I've noticed that computational geometry theorists seem averse to publishing code - its as if they don't want to sully the purity of their theory with dirty code, dealing with edge cases and arithmetic precision and all that. Not these guys. The code is on github, and I was eager to try it out. There was a lot of buzz about integrating this with PostGIS or QGIS or R, the stumbling block seeming to be the requirement for the CGAL library.

Anyway, back at Lancaster, and check out the code. Easy as:

git clone https://github.com/tudelft-gist/pprepair.git

and then 

make -f Makefile.linux

There were a couple of problems which I submitted as issues, but I managed to fix them before any response. Check these on the github issue tracker.

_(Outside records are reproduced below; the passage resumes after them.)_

PR #4761, opened 2019-05-28
feat: Updated constant files with supported cssClasses

abhiomkar:
Refs https://github.com/material-components/material-components-web-react/issues/827

by @TroyTae

### DIFF
--- a/packages/mdc-linear-progress/constants.ts
+++ b/packages/mdc-linear-progress/constants.ts
@@ -22,9 +22,19 @@
  */
 
 export const cssClasses = {
-  CLOSED_CLASS: 'mdc-linear-progress--closed',
-  INDETERMINATE_CLASS: 'mdc-linear-progress--indeterminate',
-  REVERSED_CLASS: 'mdc-linear-progress--reversed',
+  BAR: 'mdc-linear-progress__bar',
+  BAR_INNER: 'mdc-linear-progress__bar-inner',
+  BUFFER: 'mdc-linear-progress__buffer',
+  BUFFERING_DOTS: 'mdc-linear-progress__buffering-dots',
+  CLOSED: 'mdc-linear-progress--closed',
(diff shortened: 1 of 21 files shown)


packages/mdc-linear-progress/constants.ts
```diff
@@ -22,9 +22,19 @@
...
 export const cssClasses = {
-  CLOSED_CLASS: 'mdc-linear-progress--closed',
-  INDETERMINATE_CLASS: 'mdc-linear-progress--indeterminate',
-  REVERSED_CLASS: 'mdc-linear-progress--reversed',
+  BAR: 'mdc-linear-progress__bar',
+  BAR_INNER: 'mdc-linear-progress__bar-inner',
+  BUFFER: 'mdc-linear-progress__buffer',
+  BUFFERING_DOTS: 'mdc-linear-progress__buffering-dots',
+  CLOSED: 'mdc-linear-progress--closed',
+  CLOSED_CLASS: 'mdc-linear-progress--closed', // deprecated
```
moog16: if these are deprecated, shouldn't we just do a rename through the rest of the package?

TroyTae: I want to notice about deprecated constants.
This is my original my code:
```
const cssClasses = {
  get CLOSED_CLASS() {
    console.warn('MDCWeb: CLOSED_CLASS is deprecated, use CLOSED instead');
    return 'mdc-linear-progress--closed';
  }
};
```
But mdc tslint prevent code about console 😢 
If you think it's enough to notice through the braking change, I'll remove it!

abhiomkar: We don't have to throw warning. But we'll have to update existing codebase to use these new constants. :)

TroyTae: Yes it looks to do that.
I'll refactor in the `feat/update_constants` branch separately from this PR :)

Then I wanted a sample dataset to test it on. From the workshop I gave at the UseR! conference I remembered some awful polygons outlining local police neighbourhood regions. I'd used it as an example of bad data. Some crime locations had fallen into cracks between the neighbourhood polygons, and some were in locations covered by more than one polygon. Maybe you could escape justice by claiming you were outside a police jurisdiction this way? 

Here's what a small region looks like in Qgis:
Notice the white spaces between some polygons, and also the overlapping made visible by setting transparency.

The pprepair process is currently a command-line tool, but its options are simple. An input shapefile, an output shapefile and some repair parameters. But to start, all you need is "-fix".

pprepair  -i neighbourhoods.shp -o fixed.shp -fix

Loading this into Qgis looks much nicer:
Everything is now clean, there's no overlaps and no holes (note the colours are generated by my semi-random topological colouring system so are different). You now have a consistent topology that won't cause odd errors when using other analysis techniques.

Ken's presentation claimed big wins on speed and memory usage over similar algorithms in both open-source and proprietary GIS packages. Once the licensing requirements of the CGAL library are solved, it would be great to see this algorithm pop up in all the open-source geospatial systems.